Carbon footprint is dominated by the ingredients (about 85–90% of total emissions)
Price is heavily influenced by non-material costs, including:
manufacturing and filling operations
packaging assembly
transportation and distribution
marketing and branding
retailer margins
Because ingredients scale directly with product volume, the carbon footprint per ounce remains fairly constant across sizes.
But many costs do not scale linearly. Fixed costs — like production setup, labeling, and retail overhead — are spread across more product in larger containers, driving down price per ounce.
This disconnect between cost and carbon is common across many consumer packaged goods and is an important consideration when evaluating sustainability claims or making purchasing decisions.
The role of packaging
Packaging does influence both cost and carbon, but in different ways.

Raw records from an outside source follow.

PR #2662, opened 2026-02-04
Fix undefined method `detached?` for String

neddp:
Following on PR #2659 which broke the integration tests for BOSH:
`instance.state.detached?` is called, but `instance.state` returns a String (not a StringInquirer), so it doesn't have the `.detached?` method.

### Changes
- **Add state constants** to `DeploymentPlan::Instance`:
  - `STATE_STARTED`, `STATE_STOPPED`, `STATE_DETACHED`
- **Add predicate methods** to `DeploymentPlan::Instance`:
  - `started?`, `stopped?`, `detached?`
- **Refactor all state checks** to use predicate methods across:
- Fix lint warning
- Remove duplicate `attr_accessor` declarations in `instance_group.rb`

### DIFF
--- a/src/bosh-director/lib/bosh/director/deployment_plan/instance_group.rb
+++ b/src/bosh-director/lib/bosh/director/deployment_plan/instance_group.rb
@@ -14,7 +14,13 @@ module Bosh::Director
       # recreate and restart are two virtual states
       # (both set  target instance state to "started" and set
       # appropriate instance spec modifiers)
-      VALID_STATES = %w[started stopped detached recreate restart].freeze
+      VALID_STATES = [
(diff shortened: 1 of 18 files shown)


aramprice (dismissed):

src/bosh-director/lib/bosh/director/deployment_plan/instance_group.rb
```diff
@@ -56,13 +56,6 @@ class InstanceGroup
       # @return [DeploymentPlan::UpdateConfig] Instance group update settings
       attr_reader :update
 
-      # @return [Array<DeploymentPlan::Instance>] All instances
```
aramprice: Unsure about this deletion

aramprice (approved):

Larger containers use more material, but less per ounce of product
Pump dispensers are more complex and costly, but only slightly increase carbon emissions compared to simple caps
This means packaging contributes more noticeably to price differences than to carbon differences.
Key Takeaways
Packaging choices do affect a product’s carbon footprint, but the biggest driver for liquid body wash is the production of the ingredients themselves.
Improving formulation sustainability and optimizing packaging together is the most effective strategy for reducing the overall environmental impact of personal care products.
Consumers are strongly incentivized to buy larger sizes from a cost perspective, but the climate benefit of doing so—at least for liquid personal care products—is relatively modest.